• Medicaid Prior Authorization Policies for Medication Treatment of Attention-Deficit/Hyperactivity Disorder in Young Children, United States, 2015

      Center for Public Health Law Research (Temple University Beasley School of Law) (2017-10-26)
      Objectives: In 2011, the American Academy of Pediatrics updated its guidelines for the diagnosis and treatment of children with attention-deficit/hyperactivity disorder (ADHD) to recommend that clinicians refer parents of preschoolers (aged 4-5) for training in behavior therapy and subsequently treat with medication if behavior therapy fails to sufficiently improve functioning.

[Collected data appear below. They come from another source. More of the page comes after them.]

Issue #2244, opened 2017-12-26
[play] Ability to switch servers


rgbkrk:
ref: #2236 

Maintainers: feel free to edit/update the description here.

/cc @mpacer @theengineear

mpacer:
It does seem like this feature already exists via 

https://github.com/nteract/nteract/blob/82611f8e92949da8e145ecb38b19b6e828e13a1c/applications/play/components/Main.js#L54-L60

What needs to be made is the server killing feature, which currently has no epic (see the comments):

https://github.com/nteract/nteract/blob/82611f8e92949da8e145ecb38b19b6e828e13a1c/applications/play/redux/epics.js#L44-L48

So should we change this issue to be "kill oldServer after changing servers"?

Or is there a way in which this functionality is missing that I'm misunderstanding?

rgbkrk:
That sounds right. I just copied over the text that was in the top of the originating PR.

PR #2260, opened 2017-12-28
[play] Kill old server

mpacer:
Adds a new epic to kill the oldServer if you change to a new server.

Also needed to adjust the handler to properly destructure the props. 

I used mergeMap because it's possible that you do this repeatedly if you keep changing the server… but map might be sufficient (wasn't sure if it was needed but this seemed safer).

### DIFF
--- a/applications/play/redux/epics.js
+++ b/applications/play/redux/epics.js
@@ -56,6 +56,20 @@ const activateServerEpic = action$ =>
     })
   );
 
+const killServerEpic = (action$, store) =>
+  action$.pipe(
+    ofType(actionTypes.KILL_SERVER),
+    mergeMap(({ payload: { serverId } }) => {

Data available from just before the release of the guidelines suggest that fewer than half of preschoolers with ADHD received behavior therapy and about half received medication. About half of those who received medication also received behavior therapy. Prior authorization policies for ADHD medication may guide physicians toward recommended behavior therapy. Characterizing existing prior authorization policies is an important step toward evaluating the impact of these policies on treatment patterns. We inventoried existing prior authorization policies and characterized policy components to inform future evaluation efforts. Methods: A 50-state legal assessment characterized ADHD prior authorization policies in state Medicaid programs. We designed a database to capture data on policy characteristics and authorization criteria, including data on age restrictions and fail-first behavior therapy requirements. Results: In 2015, 27 states had Medicaid policies that prevented approval of pediatric ADHD medication payment without additional provider involvement. Seven states required that prescribers indicate whether nonmedication treatments were considered before Medicaid payment for ADHD medication could be approved. Conclusion: Medicaid policies on ADHD medication treatment are diverse; some policies are tied to the diagnosis and treatment guidelines of the American Academy of Pediatrics. Evaluations are needed to determine if certain policy interventions guide families toward the use of behavior therapy as the first-line ADHD treatment for young children.